Ignorância e miséria

Assistindo no Globo Rural do último domingo (dia 3/6) a uma reportagem sobre a atual seca na Bahia vi o quanto a ignorância é promotora da miséria. É bom que se diga que uso o conceito de miséria não apenas no sentido material, mas também mental e espiritual.

Na reportagem foram mostrados dois lados de uma mesma realidade. Em um deles estavam pequenos produtores sem água para nada, com a criação em pequena escala praticamente dizimada e dependendo de carros-pipa enviados pelo Poder Público para matar a sede. Do outro lado, na mesma região, pessoas tão humildes quanto as primeiras que conseguiram construir cisternas com grande capacidade de armazenamento da água do período das chuvas e puderam, por isso, ter o que beber, manter hortas para consumo próprio e plantações de palmas para dar aos animais.

Quem está sem nada se queixa da falta de assistência técnica dos órgãos oficiais. Por outro lado, quem está em situação melhor agradece os frutos desta assistência. Portanto, é possível afirmar que ter conhecimento especializado em uma situação como essa é praticamente o diferencial entre lidar bem ou mal com infortúnios tão antigos no Nordeste como a seca.

Na mesma matéria foram mostradas famílias numerosas (com filhos pequenos na sequência e mulheres grávidas de mais um) tendo que andar quilômetros com um balde com água na cabeça, obtido de forma completamente desordenada durante a distribuição nos carros-pipa. Uma das entrevistadas, questionada pela repórter se o quinto filho na barriga tinha sido sua escolha, ela disse sorrindo que sim. A sofrida mulher, seu marido e os filhos vivem num arremedo de casa praticamente só com os 160 reais recebidos do Bolsa-Família – programa social do Governo Federal.

Há ainda quem pense que não ter dinheiro seja um pressuposto para não se ter conhecimento. Sendo mais direto, há quem confunda pobreza com ignorância. A primeira, no âmbito material, é uma circunstância nem sempre passível de ser revertida, por mais que se tenham capacidade, conhecimento e força de vontade. Já a segunda, ao contrário, depende mais do despertar de cada um, das escolhas que todos – ricos ou pobres – são capazes de fazer ao longo de suas vidas. Obviamente, neste quadro também é preciso apoio e investimento oficiais que apresentem horizontes palpáveis para a população carente.

É fato que muito costumam achar que nada consegue ser pior do que a pobreza; que a miséria é capaz de tirar a dignidade de qualquer ser humano. Muitíssimo pior do que este formato de pobreza é a ignorância intelectual, a ignorância espiritual. Estas, sim, conseguem ultrapassar o limiar da falta de recursos e ainda transformá-la em um veneno de ação vagarosa.
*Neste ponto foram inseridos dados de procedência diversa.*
PR #1295, opened 2025-07-18
M1555 Fix unit tests

hurrendor:
## Summary by CodeRabbit

* **Tests**
  * Improved test coverage for the InputAutocomplete component by distinguishing behavior when the noResultsText prop is present or absent.
  * Added and refined tests to ensure correct display of the "no results" view based on prop usage.


hurrendor:
[Drop down list is not visible when proposing new fish species and BA](https://trello.com/c/W6rnUDzh/1555-drop-down-list-is-not-visible-when-proposing-new-fish-species-and-ba)

PR #1543, opened 2026-03-31
1895 cdk nag

ms280690:
https://trello.com/c/tENy7ffx/1895-add-cdk-nag-security-scanning-to-webapp-iac

## Summary by CodeRabbit

* **New Features**
  * PRs run a new CI workflow: cached deps, lint, tests, infra checks, single compliance report on PRs, and a CDK diff step that can fail on unsuppressed errors.

* **Documentation**
  * Added guidance for infra check findings and how to add/manage suppressions locally; documented synth/report workflow.

* **Tests**
  * Storybook-focused test config and script added; test runner defaults adjusted.

* **Chores**
  * CDK tooling updated, CDK Nag added, and an additional infra issue ID acknowledged.

* **Style**
  * Lint config updated to ignore a new unresolved-import pattern.


saanobhaai (changes requested):
I just can't judge the validity of AI comments without replies/resolutions -- most look not valid but a few seem potentially serious and I can't tell without doing a lot of investigation. Can you please handle these in some fashion?

iac/cdk_diff.sh
```diff
@@ -0,0 +1,42 @@
+#!/usr/bin/env bash
```
michaelconnor00, line 1: This script should look for an existing comment, and overwrite it with the new diff, instead of creating a comment for each execution. It is confusing and bloat having so many comments.

michaelconnor00 (changes requested):
One comment about the cdk diff script. This change should propagate to the other repos.

iac/cdk_diff.sh
ms280690: For API --> https://github.com/data-mermaid/mermaid-api/pull/673
For Dashboard --> https://github.com/data-mermaid/mermaid-dash-v2/pull/228

michaelconnor00 (approved):

.github/workflows/pr.yml
```diff
@@ -0,0 +1,172 @@
...
+          set -o pipefail
+          npx cdk synth --quiet 2>&1 | tee /tmp/cdk-nag.log
+          if grep -q '^\[Error' /tmp/cdk-nag.log; then
+            echo "has_errors=true" >> "$GITHUB_OUTPUT"
+          else
+            echo "has_errors=false" >> "$GITHUB_OUTPUT"
+          fi
+
+      - name: Post CDK Nag results to PR
+        if: always() && steps.cdk-nag.outcome == 'success'
```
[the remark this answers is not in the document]
michaelconnor00: @ms280690 have you verified that the workflow runs as expected when cdk-nag finds and issue?

.github/workflows/pr.yml
```diff
@@ -0,0 +1,172 @@
...
+          CDK_DEFAULT_ACCOUNT: '000000000000'
+          CDK_DEFAULT_REGION: us-east-1
+        run: |
+          set -o pipefail
+          npx cdk synth --quiet 2>&1 | tee /tmp/cdk-nag.log
+          if grep -q '^\[Error' /tmp/cdk-nag.log; then
+            echo "has_errors=true" >> "$GITHUB_OUTPUT"
+          else
+            echo "has_errors=false" >> "$GITHUB_OUTPUT"
+          fi
```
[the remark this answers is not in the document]
michaelconnor00: @ms280690  have you verified that the workflow runs as expected when cdk-nag finds and issue?

saanobhaai (approved):

saanobhaai (changes requested):
Bunch of changes to storybook and other code unrelated to cdk-nag

iac/nag-suppressions.ts
```diff
@@ -0,0 +1,97 @@
...
+      reason: `${TODO}: Evaluate adding AWS WAF integration.`,
+    },
+    {
+      id: 'AwsSolutions-CFR3',
+      reason: `${TODO}: Enable CloudFront access logging.`,
+    },
+    {
+      id: 'AwsSolutions-CFR7',
+      reason: `${TODO}: Migrate from Origin Access Identity (OAI) to Origin Access Control (OAC).`,
+    },
```
JBurkinshaw: The static-site construct already uses OAC at `iac/static-site.ts:101` via `cloudfront_origins.S3BucketOrigin.withOriginAccessControl(siteBucket)`. CFR7's check is "the distribution uses OAC for the S3 origin" - if it's truly firing, something about how the S3 origin is wired is making cdk-nag think OAC isn't in place; if it's not firing, this suppression is dead code with a misleading reason. Could you confirm by removing this entry and running `cdk synth` to see whether the rule actually triggers, and if it does, dig into why before adding a TODO that suggests work that's already done?

iac/nag-suppressions.ts
```diff
@@ -0,0 +1,97 @@
...
+
+const ACCEPTED = 'ACCEPTED'
+const TODO = 'TODO'
+
+export function applyNagSuppressions(stack: cdk.Stack): void {
+  NagSuppressions.addStackSuppressions(stack, [
+    // --- S3 ---
+    {
+      id: 'AwsSolutions-S1',
+      reason: `${TODO}: Enable server access logging on the site bucket.`,
```
JBurkinshaw, line 19: I might be missing the point, but are all of these valid TODOs?
If they are, do we have corresponding tickets in trello?

.github/workflows/pr.yml
```diff
@@ -0,0 +1,216 @@
...
+        id: yarn-cache
+        with:
+          path: node_modules
+          key: ${{ runner.os }}-yarn-${{ hashFiles('yarn.lock') }}
+          restore-keys: |
+            ${{ runner.os }}-yarn-
+
+      - if: ${{ steps.yarn-cache.outputs.cache-hit != 'true' }}
+        name: Install dependencies
+        run: yarn install
```
JBurkinshaw: The `deps-cache` job runs `yarn install` (mutable, will rewrite the lockfile if it drifts). Every downstream job uses `--immutable`. So if a PR forgets to commit lockfile changes, the cache job silently fixes it and the rest of CI passes against a different lockfile than what merges.

Is this difference intentional? Could you make `deps-cache` use `--immutable` too?

.github/workflows/pr.yml
```diff
@@ -0,0 +1,216 @@
...
+  id-token: write
+  issues: write
+  pull-requests: write
+
+concurrency:
+  group: pr-${{ github.event.pull_request.number }}
+  cancel-in-progress: true
+
+jobs:
+  deps-cache:
```
JBurkinshaw, line 24: The `deps-cache`, `call-lint` and `call-test` blocks are near-identical to deployment.yml. If we add another linter, change the cache key, or change the environment-selection logic, we now have to remember two files. The lint and test parts are already extracted as reusable `_lint.yml` / `_test.yml`; the dep-cache block could be too, or these two top-level workflows could be unified via `on: { push: ..., pull_request: ... }` with conditional steps.

Can you either extract a `_deps-cache.yml` reusable workflow and have both call it, or consolidate `deployment.yml` and `pr.yml` into a single workflow with event-conditional jobs. The goal would be one place to change cache plumbing.

PR #1554, opened 2026-04-14
Add release script

JBurkinshaw:
Add scripts/release.sh to automate the release process: merges develop
into main, bumps the version via npm version (keeping package.json in
sync with git tags), pushes the tag to trigger production deployment,
back-merges into develop, and creates a GitHub release.

Usage: ./scripts/release.sh <major|minor|patch>

Add a pre-push hook warning when pushing directly to main or develop,
prompting for confirmation. The release script bypasses this via
SKIP_BRANCH_WARNING=1.

---Every PR---

- [ ] Changes have been tested locally
- [ ] Lint has run and any errors have been resolved
- [ ] Prettier has run on any changed files
- [ ] Unit tests have run and passed

---Transitional Changes---

- [ ] touched JS files have been updated with TypeScript
      -- Update where possible and within scope

---Post-Merge---

## Summary by CodeRabbit

* **Chores**
  * Enhanced development workflow with safeguards preventing accidental pushes to protected branches.
  * Added automated release management tooling for streamlined version updates and GitHub release creation.

[Review Change Stack](https://app.coderabbit.ai/change-stack/data-mermaid/mermaid-webapp/pull/1554)


scripts/release.sh
```diff
@@ -0,0 +1,77 @@
...
+NEW_VERSION="v$(node -p "require('./package.json').version")"
+echo "New version: $NEW_VERSION"
+
+# Push main + tag in one go
+# --follow-tags: pushes annotated tags reachable from pushed commits (not all local tags)
+# Tag push triggers production deploy via .github/workflows/deployment.yml
+echo "Pushing main and tag..."
+git push origin main --follow-tags
+
+# Back-merge into develop via PR (branch protection prevents direct push)
```
saanobhaai: The manual path doesn't require this; I'm not getting why it's necessary at all.

scripts/release.sh
```diff
@@ -0,0 +1,77 @@
...
+echo "Pulling latest develop and main..."
+git checkout develop && git pull
+git checkout main && git pull
+
+# Merge develop into main
+# --no-ff: forces a merge commit so releases are visible in history and individually revertable
+echo "Merging develop into main..."
+git merge develop --no-ff -m "Merge develop into main for release"
+
+# Bump version — updates package.json, creates commit, creates annotated tag
```
saanobhaai, line 39: Slightly nervous about tagging logic... Are we sure the tag will always be what we want, with the `v` etc.?

saanobhaai (changes requested):
Looks generally good, but strikes me as not actually reducing human steps much, and introduces another dependency, script, and complexity. Main advantage it seems to me is bumping the version in package.json at the same time. Let's discuss.

scripts/release.sh
JBurkinshaw: Good catch. I just updated it to capture the output of `npm version` directly, which already includes the `v` prefix. `npm version <major|minor|patch>` reads the current version from `package.json`, increments the relevant segment (e.g., `2.31.0` → `2.32.0` for minor), writes it back, and creates a tagged commit (all in one step). That means the tag should always be consistent with what's in `package.json`

scripts/release.sh
JBurkinshaw: Originally the script created a throwaway branch + PR for this step because I didn't have admin push rights to `develop` (branch protection required changes via PR). Since then I've been granted admin rights, so I've updated the script to push directly to match the manual workflow.

scripts/release.sh
```diff
@@ -0,0 +1,63 @@
...
+# Back-merge version bump into develop
+echo "Back-merging main into develop..."
+git checkout develop
+git merge main
+SKIP_BRANCH_WARNING=1 git push origin develop
+
+# Create GitHub release with auto-generated changelog
+# --target main: ensures release creation works even if the tag hasn't propagated yet
+echo "Creating GitHub release..."
+gh release create "$NEW_VERSION" --generate-notes --target main
```
JBurkinshaw, line 60: `--target main` should work around a race condition where GitHub hasn't registered the pushed tag yet. I hit this when I tried the release manually, The `gh release create` command failed saying the tag didn't exist remotely despite just being pushed.

PR #1576, opened 2026-05-23
feat: [M1956] Handle proposed attributes

gwan93:
Ref: https://trello.com/c/AvUboctz/1956-attribute-visibility-filter-hold-referenced-attributes

This PR handles the visibility of proposed attributes for benthic and fish species. A proposed attribute is removed from a user's indexedDB only if it is not being used by any of the user's collect records. If the user has a collect record that uses a proposed attribute, then it will not be removed until all of the user's collect records using that proposed attribute have been deleted or submitted. 

Updates to behavior:
- when api data is pulled, a new check has been added to stop the removal of an attribute if that attribute is being used in one or more of the user's collect records
- when a collect record is deleted or submitted, a new check has been added to see if any other collect records use the deleted/submitted record's attribute. If no other collect records use it, then that attribute is checked against the api to see if it has a proposed status. If so, then it is removed from the user's indexedDB

---Every PR---

---Transitional Changes---

---Post-Merge---

## Release Notes

* **New Features**
  * Added attribute usage tracking to monitor which benthic and fish species attributes are referenced in your data.
  * Automatic cleanup of inaccessible attributes when submitting or deleting sample units.

* **Bug Fixes**
  * Improved handling of proposed attributes to prevent unnecessary storage of unused references.

* **Localization**
  * Added error message for unavailable attributes.

[Review Change Stack](https://app.coderabbit.ai/change-stack/data-mermaid/mermaid-webapp/pull/1576?utm_source=github_walkthrough&utm_medium=github&utm_campaign=change_stack)


src/components/pages/collectRecordFormPages/CollectRecordFormPage/CollectRecordFormPage.jsx
```diff
@@ -438,6 +444,79 @@ const CollectRecordFormPage = ({
...
+              }
+            }
+          })
+        }),
+      )
+    } catch {
+      toast.error(...getToastArguments(t('sample_units.errors.attribute_unavailable')))
+    }
+  }
+
```
tienhoah: **Issue:** `removeInaccessibleAttributes` bypasses the DatabaseSwitchboard abstraction
`CollectRecordFormPage.jsx` currently accesses `databaseSwitchboardInstance._dexiePerUserDataInstance` directly (lines 449, 497) and makes raw axios API calls. Per our architecture rules, component code should never touch IDB or the API directly — all of that goes through the switchboard.

**To do:**
Move `removeInaccessibleAttributes` out of `CollectRecordFormPage.jsx` and into `BenthicAttributesMixin.js` as a switchboard method. The switchboard already has everything it needs:
- `this._dexiePerUserDataInstance` — for IDB reads/deletes
- `this._getAccessToken` — for auth (same pattern used in SitesMixin, GfcrMixin, SubmittedRecordsMixin)
- `this._apiBaseUrl` — for the API URL

In the component, replace the inline function + its 5 imports (axios, getAuthorizationHeaders, useAuthentication, dexieCurrentUserInstance, getAttributesInUse) and the getAccessToken hook call with a single call:
`databaseSwitchboardInstance.removeInaccessibleAttributes(collectRecordBeingEdited.data).catch(() => {})`

Also fix the axios call inside the moved method — it's currently:
axios.get(url, authHeaders)  // ❌ auth headers never sent
Should be:
axios.get(url, { headers: authHeaders })  // ✅
(This is also a bug on its own — without this fix, the API call silently sends no auth and will get a 401.)

src/components/pages/collectRecordFormPages/CollectRecordFormPage/CollectRecordFormPage.jsx
```diff
@@ -490,6 +570,7 @@ const CollectRecordFormPage = ({
         setIsDeletingRecord(false)
         toast.success(...getToastArguments(t('sample_units.success.record_deleted')))
         navigate(`${ensureTrailingSlash(currentProjectPath)}collecting/`)
+        removeInaccessibleAttributes(collectRecordBeingEdited.data).catch(() => {})
```
tienhoah: **Issue:** The .catch(() => {}) on the call site swallows all errors including the toast inside `removeInaccessibleAttributes` — so the error message in the i18n file will never be shown. Either remove the inner `toast.error` (since errors are silently swallowed anyway), or restructure so the toast fires before navigation. Also add a null guard on `collectRecordBeingEdited?.data` before passing it in.

**Potential fix:**
After refactoring `removeInaccessibleAttributes` to the mixin, the simplest fix is to flip the order — run `removeInaccessibleAttributes` first, show the toast if it fails, then navigate regardless:

```
databaseSwitchboardInstance.removeInaccessibleAttributes(collectRecordBeingEdited.data)
  .catch(() => {
    toast.error(...getToastArguments(t('sample_units.errors.attribute_unavailable')))
  })
  .finally(() => {
    navigate(`${ensureTrailingSlash(currentProjectPath)}collecting/`)
  })
```

This way:
- The toast fires before navigation (while the component is still mounted)
- Navigation always happens whether the cleanup succeeded or failed
- The inner toast.error inside `removeInaccessibleAttributes` can be removed since error handling is now the caller's responsibility

src/App/mermaidData/getAttributesInUse.ts
```diff
@@ -0,0 +1,68 @@
...
+
+interface DexiePerUserDataInstance {
+  collect_records: {
+    toArray: () => Promise<CollectRecord[]>
+  }
+}
+
+// Looks at all fish species and benthic attributes used in collect records,
+// grouped by attribute type with counts per attribute ID.
+const getAttributesInUse = async (
```
tienhoah, line 27: **Question:**
Can invertebrate attributes have a proposed status (status 10)? If so, `getAttributesInUse.ts` needs to handle `obs_belt_inverts` with invertebrate_attribute — it's currently not tracked, so proposed invertebrate attributes would never be retained during sync or cleaned up after submit/delete. If they can't be proposed, add a comment explaining why it's intentionally excluded.

tienhoah (changes requested):
We are getting there!

Another worth considering for this minor follow-up about the `GatedFeature.tsx` and `getCurrentUserOptionalFeature`: 

`getCurrentUserOptionalFeature` return type could be improved to OptionalFeature | undefined instead of Partial<OptionalFeature> — the ?? {} fallback in `GatedFeature.tsx` becomes dead code since the function never returns nullish. Worth a small cleanup PR.

Also, could you rename `index.js` to `index.ts`? We try to move to TypeScript whenever possible, and it’s especially required for new code.

src/locales/id/translation.json
```diff
@@ -875,6 +875,7 @@
       "submitted_moved_to_collecting": "Catatan yang dikirimkan telah dipindahkan ke pengumpulan.",
       "submitted_not_editable": "Catatan yang dikirimkan belum dapat diedit",
       "supporting_data_unavailable": "Data pendukung untuk membuat unit sampel saat ini tidak tersedia",
+      "attribute_unavailable": "Gagal mengambil detail atribut. Silakan coba lagi.",
```
tienhoah: Remove translation for other language, these will be handled on QA side. We only add new language token and English translation

tienhoah (changes requested):

src/App/mermaidData/getAttributesInUse.ts
gwan93: Kim said we don't need to handle the case for macro invertebrates since that work will be implemented after this gets merged. This work is mainly to just removed inaccessible attributes that exist already on users' local indexeddb

tienhoah (approved):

A ignorância é como uma corrente presa às pernas que impede ricos e pobres de vencerem os limites que nem com todo dinheiro do mundo se é capaz de ultrapassar. Não desconsidero aqui que a miséria material é capaz de deixar marcas irreparáveis na capacidade de certas pessoas pensarem por conta própria. Sim, a desnutrição para os que passam fome (principalmente na infância) pode ser crucial na sua capacidade de abstração, de planejamento e mesmo de ação.

Apesar disso, há muitos exemplos de pessoas oriundas de famílias pobres que reverteram até mesmo esta situação através dos estudos, da formação intelectual, do crescimento espiritual. Do outro lado, já tive a oportunidade de conhecer pessoas que vivem em meio à imundície com o argumento de que isso é uma consequência da sua pobreza material. Procuram ajuda em forma de esmola e expõem seus filhos em vestes maltrapilhas com a clara intenção de comover.

É certo que as vítimas da miséria social não podem ser necessariamente responsabilizadas pelo estágio a que chegaram. Entretanto, a decisão de romper com a ignorância é o primeiro passo rumo a uma vida digna.